Shell scripting is the art of automating tasks through the Unix shell - combining built-in commands, control flow, and process management to build reliable CLI tools and automation workflows. This skill covers production-quality bash and zsh scripting: robust error handling, portable argument parsing, safe file operations, and the idioms that separate fragile one-liners from scripts that hold up in production.


When to use this skill

Trigger this skill when the user:

  • Asks to write or review a bash or zsh script
  • Needs to parse command-line arguments or flags
  • Wants to automate a CLI workflow or task runner
  • Asks about exit codes, signal trapping, or error handling in shell
  • Needs to process files, lines, or streams from the terminal
  • Asks about here documents, process substitution, or subshells
  • Wants a portable script that works across bash, zsh, and sh

Do NOT trigger this skill for:

  • Python or Node.js CLI tools (shell is the wrong tool for complex logic)
  • Scripts that require structured data parsing at scale (use a real language instead)

Key principles

  1. Always use set -euo pipefail - Start every non-trivial script with this. -e exits on error, -u treats unset variables as errors, -o pipefail catches failures in pipelines. Without this, silent failures hide bugs for weeks.

  2. Quote everything - Always double-quote variable expansions: "$var", "$@", "${array[@]}". Unquoted variables break on whitespace and glob characters. The only exceptions are intentional word splitting and arithmetic contexts.

  3. Check dependencies upfront - Verify required commands exist before the script runs. Fail fast at the top with a clear error, not halfway through a destructive operation.

  4. Use functions for reuse and readability - Extract logic into named functions. Shell functions support local variables (local), can return exit codes, and make scripts testable. A main() function at the bottom with a guard is idiomatic.

  5. Prefer shell built-ins over external commands - [[ ]] over [ ], ${var##*/} over basename, ${#str} over wc -c. Built-ins are faster, more portable, and avoid spawning subshells. Use printf over echo for reliable output formatting.


Core concepts

Exit codes - Every command returns an integer 0-255. 0 means success; any non-zero value means failure. Use $? to read the last exit code. Use explicit exit N to return meaningful codes from scripts. The || and && operators branch on exit code.

File descriptors - 0 = stdin, 1 = stdout, 2 = stderr. Redirect stderr with 2>file or merge it into stdout with 2>&1. Use >&2 to write errors to stderr so they don't pollute captured output.

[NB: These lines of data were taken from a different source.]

PR #655, opened 2022-08-04
Fix RLC values in Copy/Keccak table lookup (SHA3)

roynalnaruto:
Fixes the `integration-tests` warning after merging #635 for `SHA3` using a dummy gadget.

Still investigating failure because of Keccak lookup.

### DIFF
--- a/zkevm-circuits/Cargo.toml
+++ b/zkevm-circuits/Cargo.toml
@@ -16,7 +16,7 @@ sha3 = "0.10"
 digest = "0.7.6"
 array-init = "2.0.0"
 paste = "1.0"
-bus-mapping = { path = "../bus-mapping" }
+bus-mapping = { path = "../bus-mapping", features = ["test"] }
 eth-types = { path = "../eth-types" }
 gadgets = { path = "../gadgets" }
 ethers-core = "0.6"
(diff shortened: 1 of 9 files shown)


icemelon (approved):
LGTM

lispc:
this pr looks good to me. But what about also fixing integration test in this PR?

roynalnaruto:
> But what about also fixing integration test in this PR?

Adding a commit now to fix that!

roynalnaruto:
Because of the Keccak table assignment update, the bytecode tests are failing. Will fix the bytecode config assignment as well.

zkevm-circuits/Cargo.toml
```diff
@@ -16,7 +16,7 @@ sha3 = "0.10"
 digest = "0.7.6"
 array-init = "2.0.0"
 paste = "1.0"
-bus-mapping = { path = "../bus-mapping" }
+bus-mapping = { path = "../bus-mapping", features = ["test"] }
```
lispc, line 19: It is possible to make zkevm circuits only need busmapping test feature when zkevm circuit is also in test mode？

roynalnaruto: Yes I will make the change

lispc (approved):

Subshells - Parentheses (cmd) run commands in a child process. Changes to variables, cd, or set inside a subshell do not affect the parent. Command substitution $(cmd) also runs in a subshell and captures its stdout.

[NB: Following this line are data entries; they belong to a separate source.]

PR #656, opened 2022-08-04
Remove keys from CopyEvent

z2trillion:
They were being used to look up `copy_rwc_inc`, which can be directly computed.

### DIFF
--- a/zkevm-circuits/src/copy_circuit.rs
+++ b/zkevm-circuits/src/copy_circuit.rs
@@ -373,7 +373,7 @@ impl<F: Field> CopyCircuit<F> {
             || "assign copy table",
             |mut region| {
                 let mut offset = 0;
-                for copy_event in &block.copy_events {
+                for copy_event in block.copy_events.iter() {
                     let rlc_acc = if copy_event.dst_type == CopyDataType::RlcAcc {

Variable scoping - All variables are global by default. Use local inside functions to limit scope. declare -r creates read-only variables. declare -a declares arrays; declare -A declares associative arrays (bash 4+).

IFS (Internal Field Separator) - Controls how bash splits words and lines. Default is space/tab/newline. When reading files line by line, set IFS= to prevent trimming of leading/trailing whitespace: while IFS= read -r line.


Common tasks

Robust script template with trap cleanup

Every production script should start with this foundation:

#!/usr/bin/env bash
set -euo pipefail

# --- constants ---
readonly SCRIPT_NAME="$(basename "$0")"
readonly SCRIPT_DIR="$(cd "$(dirname "${BASH_SOURCE[0]}")" && pwd)"
readonly TMP_DIR="$(mktemp -d)"

# --- cleanup ---
cleanup() {
  local exit_code=$?
  rm -rf "$TMP_DIR"
  if [[ $exit_code -ne 0 ]]; then
    echo "ERROR: $SCRIPT_NAME failed with exit code $exit_code" >&2
  fi
  exit "$exit_code"
}
trap cleanup EXIT INT TERM

# --- dependency check ---
require_cmd() {
  if ! command -v "$1" &>/dev/null; then
    echo "ERROR: required command '$1' not found" >&2
    exit 1
  fi
}
require_cmd curl
require_cmd jq

# --- main logic ---
main() {
  echo "Running $SCRIPT_NAME from $SCRIPT_DIR"
  # ... your logic here
}

main "$@"

The trap cleanup EXIT fires on any exit - success, error, or signal - ensuring temp files are always removed. BASH_SOURCE[0] resolves the script's real location even when called via symlink.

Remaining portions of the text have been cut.